[Collected data]
--- START ---

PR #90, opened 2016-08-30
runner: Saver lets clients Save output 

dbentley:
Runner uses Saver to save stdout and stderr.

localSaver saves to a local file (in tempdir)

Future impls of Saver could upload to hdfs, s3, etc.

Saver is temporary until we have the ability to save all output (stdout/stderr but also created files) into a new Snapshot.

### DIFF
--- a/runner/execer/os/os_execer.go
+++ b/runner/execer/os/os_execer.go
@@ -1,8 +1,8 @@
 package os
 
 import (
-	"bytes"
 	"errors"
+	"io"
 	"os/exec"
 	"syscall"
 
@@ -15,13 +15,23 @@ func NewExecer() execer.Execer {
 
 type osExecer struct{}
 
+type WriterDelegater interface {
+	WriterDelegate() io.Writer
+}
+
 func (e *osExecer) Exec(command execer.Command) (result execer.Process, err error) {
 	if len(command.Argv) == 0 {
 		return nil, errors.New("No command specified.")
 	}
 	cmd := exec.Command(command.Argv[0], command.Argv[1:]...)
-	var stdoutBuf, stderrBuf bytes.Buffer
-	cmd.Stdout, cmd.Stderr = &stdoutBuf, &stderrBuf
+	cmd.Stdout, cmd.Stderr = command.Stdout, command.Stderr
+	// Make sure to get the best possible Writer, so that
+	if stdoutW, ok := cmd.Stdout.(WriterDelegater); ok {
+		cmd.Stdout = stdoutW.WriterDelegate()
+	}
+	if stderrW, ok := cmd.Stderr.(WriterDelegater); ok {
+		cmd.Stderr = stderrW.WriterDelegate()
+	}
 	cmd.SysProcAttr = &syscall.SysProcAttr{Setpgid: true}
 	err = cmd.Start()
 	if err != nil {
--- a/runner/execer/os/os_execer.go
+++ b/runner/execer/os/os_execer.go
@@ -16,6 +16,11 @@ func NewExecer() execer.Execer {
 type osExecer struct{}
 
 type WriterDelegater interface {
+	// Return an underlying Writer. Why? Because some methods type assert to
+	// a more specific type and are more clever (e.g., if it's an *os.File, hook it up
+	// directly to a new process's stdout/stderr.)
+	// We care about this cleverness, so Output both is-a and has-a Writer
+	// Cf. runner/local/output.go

--- END ---
--- START ---

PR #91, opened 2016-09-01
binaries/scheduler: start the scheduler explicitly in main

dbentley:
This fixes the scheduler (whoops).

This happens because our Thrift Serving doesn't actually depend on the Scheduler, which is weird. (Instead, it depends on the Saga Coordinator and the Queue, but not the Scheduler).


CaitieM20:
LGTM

--- END ---
--- START ---

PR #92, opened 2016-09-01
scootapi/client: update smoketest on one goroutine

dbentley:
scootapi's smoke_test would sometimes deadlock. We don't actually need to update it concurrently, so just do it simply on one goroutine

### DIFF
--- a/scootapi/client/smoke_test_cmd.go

--- END ---

About this task: Start with the line above that contains "PR #90, opened 2016-08-30" and stop after the line that contains "Future impls of". Output those lines exactly, and only those.

Reply:
PR #90, opened 2016-08-30
runner: Saver lets clients Save output 

dbentley:
Runner uses Saver to save stdout and stderr.

localSaver saves to a local file (in tempdir)

Future impls of Saver could upload to hdfs, s3, etc.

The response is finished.